To me, that's all pretty cool. And as you said, he makes a living, gets to be guest of honor at cons and so on. I'd take that gig


----------



## Philip Overby (Oct 9, 2014)

I'm on about page 50. I'm reading multiple things on my Kindle and I have this book in print, so it's not getting my full attention. 

It's interesting to note that two of you mentioned Wolfe does well with a niche audience. One thing I think a lot of writers focus on nowadays is becoming big and having multi-book deals and such. However, I find with the rise of indie writers there is a lot more room for realistic careers. You might not be swimming in coins, but you'll be comfortable. I think it also opens up opportunities for the niche fantasy writers that they're might not have been room for otherwise. 

I brought this up before about self-published writers having a unique opportunity to bust open the genre and do new things with it. New things that a mainstream audience or a mainstream fantasy publisher may not touch. Wolfe seems one of those kind of writers that is in an interesting  position in that he's pretty well known in fantasy circles, but maybe not as widely read. He reminds me of a Jodorowsky-style figure. 

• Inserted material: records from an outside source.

PR #874, opened 2026-07-09
fix(controller): write the fork mem file when a child will spill, so fork(n) stops hanging

### LINKED ISSUE #872: fork(n) hangs forever at the co-location reservation: replicas=6 stalls at '4/6 husk forks ready' with 8 dormant pods free and no error
### What happened

`fork(n)` hangs forever once `n` exceeds the per-pod co-location reservation. The `Sandbox` sits at `Ready=False, ForksCreated: 4/6 husk forks ready` indefinitely, with no error, no backoff message, and no event, while the warm pool has free dormant pods it could spill onto.

### Reproduction

Against a pool with `warm.min: 8` on a single KVM node, controller flags `--multi-vm-fork --live-cow-fork --live-cow-child-import --prewarm-child`:

```yaml
apiVersion: mitos.run/v1
kind: Sandbox
metadata: {name: parent}
spec:
  source: {poolRef: {name: python}}
---
apiVersion: mitos.run/v1
kind: Sandbox
metadata: {name: child}
spec:
  replicas: 6
  source: {fromSandbox: {name: parent}}
```

Observed:

| replicas | outcome |
|---|---|
| 1 | `Ready` (`1/1 husk forks ready`) |
| 2 | `Ready` in 2.2 s (`2/2 husk forks ready`) |
| 6 | **never Ready.** `Ready=False ForksCreated: 4/6 husk forks ready`, unchanged for 4 minutes |

State of the world while it is stuck:

```
sandboxpool python: 8/8 warm husk pods (1 in use), 1 snapshot node(s)
husk pods total: 11, dormant: 8, pending: 0
no Pending pod, no scheduling failure, no controller log line for this fork
```

So it is not capacity: eight dormant husk pods are sitting idle and nothing is Pending. It stops exactly at 4, which is `defaultMultiVMForkVMsPerPod = 4` (`internal/controller/huskpod.go`), the number of additional co-located fork VMs a multi-VM husk pod reserves memory for. Child 5 has to spill to a new husk pod, and the spill never happens or never completes.

### Why this matters

`fork(n)` is the design center of the product. A caller asking for 6 children gets a `Sandbox` that is neither Ready nor Failed, forever. There is no error to act on, no timeout, and no partial-success contract, so an SDK caller blocks on readiness with nothing to catch. This is the same class as the "no dead ends" journey rule and the "boring failure behavior" principle: the fork should either spill, or fail fast with an actionable message naming the co-location limit.

The reservation comment in `helmrelease` values and `huskpod.go` both note that the spill path is where an earlier production canary failed (`re-get-fork-child-pod-not-found`), which suggests this is that same path, still broken.

### Expected

One of:

1. Spill children beyond the reservation onto other dormant husk pods (and, on a multi-node pool, other nodes), which is what the reservation comment says is supposed to happen.
2. If spill is not supported, admission-reject `replicas > 1 + multiVMForkVMs` at the API with an actionable error naming the limit and how to raise it, instead of accepting the object and hanging.

Either way `ForksCreated` must eventually reach a terminal state. A fork that cannot make progress needs `Ready=False` with a reason that says why, and a `Failed` phase after a bounded retry budget.

### Environment

- single-node KVM pool (`mitos-kvm-1`), `warm.min: 8`, `replicasPerNode: 1`
- `defaultMultiVMForkVMsPerPod = 4`
- reproduced consistently; `replicas: 2` and `replicas: 4` succeed, `replicas: 6` hangs

### Note on multi-node

This was found on a single-KVM-node cluster, so the cross-node spill path is untested here in either direction. Worth confirming whether spill works at all once a second KVM node exists.

stubbi:
## Thinking Path

> - `fork(n)` is the design center: the controller fans a source sandbox out into n children, co-locating them as extra VMs inside the source husk pod when it can.
> - An armed live-cow source with child import on takes a **vmstate-only** fork snapshot: no `mem` file, because each child is supposed to boot its guest RAM from the source pod's shared memfd.
> - That promise only holds for a child CO-LOCATED in that pod. Children beyond the pod's co-location budget spill into their own husk pods, and a child in a different pod has no path to the source's memfd. It can restore only from disk, and there was nothing on disk to restore.
> - This pull request decides `RequireMemFile` from the co-location budget the controller already computes before taking the one-time snapshot, and closes the silent `continue` that hid the stall.
> - The benefit is that `fork(n)` completes for any n instead of wedging forever, and a fork that cannot progress says why.

Closes #872

## What Changed

- `husk.ForkSnapshotRequest.RequireMemFile`: forces the Full `CreateSnapshot(mem, vmstate)` even on an armed live-cow source with child import on.
- `internal/husk/multivm.go`: the vmstate-only branch now also requires `!req.RequireMemFile`.
- `internal/controller`: new pure predicate `forkSpillsToNewPod(spawnInSourcePod, budgetRemaining, replicas)`, evaluated from the SAME budget the fan-out uses and BEFORE the one-time snapshot, and passed as `RequireMemFile`. Conservative by construction: multi-vm routing off, a non-capable source pod, or a budget already consumed by concurrent forks all count as spill.
- **Dead end closed.** The fan-out skipped a child whose pod was not Running+Ready with a bare `continue`. A child that would NEVER become ready looked exactly like one still coming up. It now logs the cause and names the blocking child on the Ready condition (`4/6 husk forks ready; child fork-4 blocked: pod not ready: ContainersNotReady`) via the new `huskPodNotReadyReason` and `forkReadyMessage` helpers.
- `docs/fork-correctness.md`: the spill gate written down as an invariant next to the m7 lazy-restore obligation.

## Verification

- [x] `go test ./internal/husk/ ./internal/controller/` (envtest), all pass
- [x] `golangci-lint run --timeout=5m` AND `GOOS=linux golangci-lint run --timeout=5m` over `./internal/controller/... ./internal/husk/...`, both clean
- [x] New unit tests, written failing first: `TestForkSpillsToNewPod` (8 cases including the exact prod shape, replicas 6 over budget 4), `TestForkSnapshotArmedSourceWritesMemWhenAChildWillSpill`, `TestForkSnapshotArmedSourceStaysVmstateOnlyWhenAllChildrenCoLocate` (the fast path must not regress), `TestForkReadyMessageNamesTheBlockedChild`, `TestHuskPodNotReadyReason`
- [x] **Reproduced and fixed on a live cluster** (single KVM node, `warm.min: 8`, `--multi-vm-fork --live-cow-fork --live-cow-child-import`):

| | before | after |
|---|---|---|
| `fork(2)` | Ready 2.2 s | Ready 2.2 s, snapshot `rootfs.ext4 vmstate` (fast path kept) |
| `fork(6)` | **STUCK at 4/6 after 4 minutes** | **Ready 6.5 s, 6/6**, snapshot `mem rootfs.ext4 vmstate` |

The snapshot contents differ exactly as designed, which is what makes the fix discriminating rather than incidental.

- [x] Confirmed pre-existing, not a regression from the m7 lazy restore: `fork(6)` hangs identically on the `v1.38.0` husk-stub image (eager copy).

## Risks

- **A spilling fork now pays the mem write again.** That is the point: the vmstate-only capture was never restorable by a spilled child. A fully co-located fork is unchanged and keeps the fast path.
- The budget is read once, before the snapshot. If cross-fork occupancy shrinks between that read and a later reconcile pass, a child could still spill against a mem-less snapshot. The occupancy-error path already treats the pod as full (spill, so `RequireMemFile` true), so the conservative direction is the safe one. A follow-up could re-check at activate time and fail loudly rather than retry.
- Low risk otherwise: no new capability, socket, or file. `--live-cow-fork` off, or child import off, is byte-for-byte unchanged (the vmstate-only branch was already gated on both).
- Node loss, slow etcd, capacity exhaustion: unchanged.

## Model Used

- Anthropic Claude Opus 4.8, model id `claude-opus-4-8[1m]` (1M context), extended thinking enabled.

## Checklist

- [x] Threat-model delta (docs/threat-model.md) included if the security surface moved (no security surface change: no new capability, socket, or file; the fork snapshot simply carries the mem file it always carried before the vmstate-only optimization)
- [x] Benchmark run (bench/) included if the hot path was touched (no hot-path change: the fast fully-co-located fork keeps the vmstate-only path; the prod fork timings are in the Verification table)

## Summary by CodeRabbit

* **Bug Fixes**
  * Improved live-cow forks: controllers now require a `mem` snapshot when a fork would spill to a new pod that can’t restore from the parent shared memory, preventing stuck forks.
  * Readiness messaging now points to the first blocking child and includes a clearer reason for husk pod non-readiness.
* **Documentation**
  * Added guidance on when the fast vmstate-only fork path is correct for live-cow “spill gate” cases.
* **Tests**
  * Added unit tests for fork/spill decisions, readiness reason formatting, and live-cow `mem` behavior.
* **Chores**
  * Improved KVM test runner disk cleanup and adjusted reflink integration test to use larger ephemeral storage.


stubbi:
@coderabbitai good catch, and it went to the heart of the change rather than the surface of it.

You are right that `blockedChild` was only set on the pod-not-ready path. The other five retry `continue`s in the fan-out (a failed co-located `spawn-vm`, a child pod that will not create, a token secret write error, an activate transport error, and a not-OK activate) still produced a bare `N/M husk forks ready`. That is precisely the opacity this PR exists to remove, so leaving five of six paths silent would have shipped a half fix: a fork stalled on, say, a repeatedly failing activate would still have looked identical to one merely still coming up.

Fixed in 30596c29 (and the two follow-on line ranges you flagged). Added `noteFirstBlocked(&blockedChild, &blockedReason, childName, cause)`, called from all six retry paths, with the first blocker winning: later slots in the same pass are usually consequences of the same underlying stall, so the first cause is the useful one. `TestNoteFirstBlockedKeepsTheFirstCause` pins first-wins and that a blocker with no detail still names the child.

Verified: `go test ./internal/controller/ ./internal/husk/` (envtest) and both `golangci-lint` invocations clean.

I'd recommend Wolfe to others simply because he's hard to pin down. That's one thing I like about certain writers. You can't really sum up their style in a couple of words. I agree that he seems like a writers' writer more than one readers would flock to. If he's built a career from that, it must be satisfying to not have to sacrifice his vision and still gain critical acclaim. When so many people focus on making big bucks writing, I think you'd notice mid-list authors are more the norm than any others out there.


----------



## Mythopoet (Oct 10, 2014)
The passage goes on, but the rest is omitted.